The present findings suggest that BCP has significant anti-nicotine effects via both CB2 and non-CB2 receptor mechanisms, and therefore, deserves further study as a potential new pharmacotherapy for cigarette smoking cessation.”
https://www.ncbi.nlm.nih.gov/pubmed/31883107
https://bpspubs.onlinelibrary.wiley.com/doi/abs/10.1111/bph.14969
“β-caryophyllene (BCP) is a common constitute of the essential oils of numerous spice, food plants and major component in Cannabis.” http://www.ncbi.nlm.nih.gov/pubmed/23138934
“Beta-caryophyllene is a dietary cannabinoid.” https://www.ncbi.nlm.nih.gov/pubmed/18574142
Isolation of a High-Affinity Cannabinoid for the Human CB1 Receptor from a Medicinal Cannabis sativa Variety: Δ9-Tetrahydrocannabutol, the Butyl Homologue of Δ9-Tetrahydrocannabinol.
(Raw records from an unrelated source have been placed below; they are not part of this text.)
PR #1553, opened 2025-04-17
Add int64 variant to `package.py`

ebchin:
# Summary

- This PR is a small addition to the axom spack recipe.
- It does the following:
  - Enables setting `AXOM_USE_64BIT_INDEXTYPE` through the spack variant `int64`

# Context

Recently, we've been running large problems in [Tribol](https://github.com/LLNL/Tribol) which have needed this option.  Exposing it to the spack recipe will simplify enabling this in our TPL builds.

### DIFF
--- a/scripts/spack/packages/axom/package.py
+++ b/scripts/spack/packages/axom/package.py
@@ -109,6 +109,8 @@ class Axom(CachedCMakePackage, CudaPackage, ROCmPackage):
 
     variant("raja", default=True, description="Build with raja")
 
+    variant("int64", default=False, description="Use 64bit integers for IndexType")
+
     varmsg = "Build development tools (such as Sphinx, Doxygen, etc...)"
     variant("devtools", default=False, description=varmsg)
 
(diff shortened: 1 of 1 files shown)


kennyweiss (approved):
Thanks for adding this variant @ebchin 

I wonder if there's a better name we could use for this though (but nothing comes immediately to mind). I checked the `hypre` package, and they use `int64` for an equivalent option, so I suppose we should go with this.

See: https://github.com/spack/spack/blob/f0a7388496a5cb062d7ec6541273b6cc697ba051/var/spack/repos/builtin/packages/hypre/package.py#L65

ebchin:
Yeah, the `int64` name came from hypre.  Happy to change if there's a consensus on something better.

kennyweiss:
Thanks @rhornung67.

In that case, @ebchin -- could you please change the default for `int64` to `True`?

rhornung67 (approved):

src/axom/mir/tests/mir_coupled3d.cpp
```diff
@@ -462,7 +462,8 @@ class test_coupling
     using SrcCoordsetView = decltype(srcCoordsetView);
 
     // 3D Elvira makes polyhedral meshes
-    auto srcTopologyView = views::make_unstructured_polyhedral_topology<int>::view(n_src_topology);
+    auto srcTopologyView =
```
kennyweiss, line 465: @BradWhitlock -- this was failing w/ `axom::IndexType == std::int64_t`. Change the template to `axom::IndexType` fixed it and seems to be the right thing to do.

“The butyl homologues of Δ9-tetrahydrocannabinol, Δ9-tetrahydrocannabutol (Δ9-THCB), and cannabidiol, cannabidibutol (CBDB), were isolated from a medicinal Cannabis sativa variety (FM2) inflorescence. Appropriate spectroscopic and spectrometric characterization, including NMR, UV, IR, ECD, and HRMS, was carried out on both cannabinoids. The chemical structures and absolute configurations of the isolated cannabinoids were confirmed by comparison with the spectroscopic data of the respective compounds obtained by stereoselective synthesis. The butyl homologue of Δ9-THC, Δ9-THCB, showed an affinity for the human CB1 (Ki = 15 nM) and CB2 receptors (Ki = 51 nM) comparable to that of (-)-trans-Δ9-THC. Docking studies suggested the key bonds responsible for THC-like binding affinity for the CB1 receptor. The formalin test in vivo was performed on Δ9-THCB in order to reveal possible analgesic and anti-inflammatory properties. The tetrad test in mice showed a partial agonistic activity of Δ9-THCB toward the CB1 receptor.”
A novel phytocannabinoid isolated from Cannabis sativa L. with an in vivo cannabimimetic activity higher than Δ9-tetrahydrocannabinol: Δ9-Tetrahydrocannabiphorol.
“(-)-Trans-Δ9-tetrahydrocannabinol (Δ9-THC) is the main compound responsible for the intoxicant activity of Cannabis sativa L. The length of the side alkyl chain influences the biological activity of this cannabinoid. In particular, synthetic analogues of Δ9-THC with a longer side chain have shown cannabimimetic properties far higher than Δ9-THC itself. In the attempt to define the phytocannabinoids profile that characterizes a medicinal cannabis variety, a new phytocannabinoid with the same structure of Δ9-THC but with a seven-term alkyl side chain was identified. The natural compound was isolated and fully characterized and its stereochemical configuration was assigned by match with the same compound obtained by a stereoselective synthesis. This new phytocannabinoid has been called (-)-trans-Δ9-tetrahydrocannabiphorol (Δ9-THCP). Along with Δ9-THCP, the corresponding cannabidiol (CBD) homolog with seven-term side alkyl chain (CBDP) was also isolated and unambiguously identified by match with its synthetic counterpart. The binding activity of Δ9-THCP against human CB1 receptor in vitro (Ki = 1.2 nM) resulted similar to that of CP55940 (Ki = 0.9 nM), a potent full CB1 agonist. In the cannabinoid tetrad pharmacological test, Δ9-THCP induced hypomotility, analgesia, catalepsy and decreased rectal temperature indicating a THC-like cannabimimetic activity. The presence of this new phytocannabinoid could account for the pharmacological properties of some cannabis varieties difficult to explain by the presence of the sole Δ9-THC.”